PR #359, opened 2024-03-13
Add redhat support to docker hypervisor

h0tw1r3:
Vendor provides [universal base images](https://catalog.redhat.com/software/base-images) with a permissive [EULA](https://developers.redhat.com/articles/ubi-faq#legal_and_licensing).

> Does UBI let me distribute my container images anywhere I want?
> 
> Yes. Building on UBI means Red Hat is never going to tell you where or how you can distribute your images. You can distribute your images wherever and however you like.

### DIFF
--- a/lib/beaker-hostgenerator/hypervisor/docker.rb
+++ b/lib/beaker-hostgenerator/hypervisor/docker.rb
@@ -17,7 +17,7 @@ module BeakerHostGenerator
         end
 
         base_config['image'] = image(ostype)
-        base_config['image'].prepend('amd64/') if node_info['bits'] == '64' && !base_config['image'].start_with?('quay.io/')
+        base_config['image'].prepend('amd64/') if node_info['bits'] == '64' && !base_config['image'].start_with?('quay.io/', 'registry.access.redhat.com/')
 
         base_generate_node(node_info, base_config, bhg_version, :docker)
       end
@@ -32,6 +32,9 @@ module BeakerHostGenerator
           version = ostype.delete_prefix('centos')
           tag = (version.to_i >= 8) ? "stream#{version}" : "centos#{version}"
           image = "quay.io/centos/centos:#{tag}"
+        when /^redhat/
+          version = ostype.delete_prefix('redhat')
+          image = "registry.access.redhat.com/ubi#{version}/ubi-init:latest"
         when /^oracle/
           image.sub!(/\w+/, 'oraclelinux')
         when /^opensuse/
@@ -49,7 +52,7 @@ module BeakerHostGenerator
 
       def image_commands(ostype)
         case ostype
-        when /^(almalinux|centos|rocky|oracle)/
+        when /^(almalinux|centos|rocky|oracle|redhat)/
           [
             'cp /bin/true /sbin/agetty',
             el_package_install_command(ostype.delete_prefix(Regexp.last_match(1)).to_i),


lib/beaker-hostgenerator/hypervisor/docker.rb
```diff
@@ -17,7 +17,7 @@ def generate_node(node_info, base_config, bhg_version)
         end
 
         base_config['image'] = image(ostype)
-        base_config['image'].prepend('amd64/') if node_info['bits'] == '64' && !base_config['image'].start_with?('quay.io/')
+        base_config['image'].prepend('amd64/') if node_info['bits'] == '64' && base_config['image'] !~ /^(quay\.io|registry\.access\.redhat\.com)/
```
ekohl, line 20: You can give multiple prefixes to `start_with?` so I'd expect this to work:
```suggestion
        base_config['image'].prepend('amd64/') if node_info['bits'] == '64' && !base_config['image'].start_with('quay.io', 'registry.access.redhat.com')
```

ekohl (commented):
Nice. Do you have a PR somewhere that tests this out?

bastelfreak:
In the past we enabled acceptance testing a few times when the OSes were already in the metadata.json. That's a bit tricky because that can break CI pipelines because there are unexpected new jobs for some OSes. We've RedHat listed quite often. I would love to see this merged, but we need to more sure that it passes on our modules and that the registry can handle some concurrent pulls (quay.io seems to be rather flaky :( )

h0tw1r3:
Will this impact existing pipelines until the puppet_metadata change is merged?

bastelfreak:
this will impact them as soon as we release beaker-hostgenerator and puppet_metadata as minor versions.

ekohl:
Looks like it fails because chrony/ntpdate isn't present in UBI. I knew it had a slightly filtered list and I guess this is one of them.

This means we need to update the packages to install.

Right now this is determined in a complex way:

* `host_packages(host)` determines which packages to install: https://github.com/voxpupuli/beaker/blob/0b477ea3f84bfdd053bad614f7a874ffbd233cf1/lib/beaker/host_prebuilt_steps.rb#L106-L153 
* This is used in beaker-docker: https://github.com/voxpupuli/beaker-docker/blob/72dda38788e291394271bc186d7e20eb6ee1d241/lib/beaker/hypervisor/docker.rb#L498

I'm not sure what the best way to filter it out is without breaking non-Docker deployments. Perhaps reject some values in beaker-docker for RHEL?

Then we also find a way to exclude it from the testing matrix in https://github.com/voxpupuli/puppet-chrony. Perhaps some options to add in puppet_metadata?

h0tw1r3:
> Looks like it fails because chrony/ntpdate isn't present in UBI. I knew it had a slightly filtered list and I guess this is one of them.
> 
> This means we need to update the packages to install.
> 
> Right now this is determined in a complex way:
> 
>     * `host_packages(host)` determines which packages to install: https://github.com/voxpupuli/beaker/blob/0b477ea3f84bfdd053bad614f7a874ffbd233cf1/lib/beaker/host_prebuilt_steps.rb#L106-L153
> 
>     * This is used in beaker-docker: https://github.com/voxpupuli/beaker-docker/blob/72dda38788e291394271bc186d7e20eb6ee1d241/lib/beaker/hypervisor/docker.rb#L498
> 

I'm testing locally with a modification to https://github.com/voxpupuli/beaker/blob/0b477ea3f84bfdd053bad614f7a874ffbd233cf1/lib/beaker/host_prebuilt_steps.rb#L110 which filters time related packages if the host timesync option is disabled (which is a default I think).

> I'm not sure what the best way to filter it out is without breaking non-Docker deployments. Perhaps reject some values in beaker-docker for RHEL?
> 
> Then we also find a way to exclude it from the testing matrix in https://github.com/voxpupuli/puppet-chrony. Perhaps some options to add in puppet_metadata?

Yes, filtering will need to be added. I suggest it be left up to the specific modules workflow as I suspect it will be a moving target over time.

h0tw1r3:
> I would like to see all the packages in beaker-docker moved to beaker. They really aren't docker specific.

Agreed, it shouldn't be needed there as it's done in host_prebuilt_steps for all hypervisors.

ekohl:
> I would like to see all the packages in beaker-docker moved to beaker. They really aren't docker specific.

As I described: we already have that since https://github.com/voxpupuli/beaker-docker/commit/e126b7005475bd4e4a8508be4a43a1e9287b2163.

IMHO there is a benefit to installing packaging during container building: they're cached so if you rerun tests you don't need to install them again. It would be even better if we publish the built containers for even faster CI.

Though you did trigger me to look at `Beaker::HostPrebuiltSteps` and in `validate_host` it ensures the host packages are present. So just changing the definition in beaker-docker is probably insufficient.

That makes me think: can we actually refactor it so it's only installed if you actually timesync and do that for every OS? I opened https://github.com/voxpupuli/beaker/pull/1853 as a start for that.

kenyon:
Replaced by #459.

_____

◆ **WHAT IS REQUIRED**
Pull every line containing the word "blob" out of the material and copy it.

◆ **TASK RESULT**
* `host_packages(host)` determines which packages to install: https://github.com/voxpupuli/beaker/blob/0b477ea3f84bfdd053bad614f7a874ffbd233cf1/lib/beaker/host_prebuilt_steps.rb#L106-L153 
* This is used in beaker-docker: https://github.com/voxpupuli/beaker-docker/blob/72dda38788e291394271bc186d7e20eb6ee1d241/lib/beaker/hypervisor/docker.rb#L498
>     * `host_packages(host)` determines which packages to install: https://github.com/voxpupuli/beaker/blob/0b477ea3f84bfdd053bad614f7a874ffbd233cf1/lib/beaker/host_prebuilt_steps.rb#L106-L153
>     * This is used in beaker-docker: https://github.com/voxpupuli/beaker-docker/blob/72dda38788e291394271bc186d7e20eb6ee1d241/lib/beaker/hypervisor/docker.rb#L498
I'm testing locally with a modification to https://github.com/voxpupuli/beaker/blob/0b477ea3f84bfdd053bad614f7a874ffbd233cf1/lib/beaker/host_prebuilt_steps.rb#L110 which filters time related packages if the host timesync option is disabled (which is a default I think).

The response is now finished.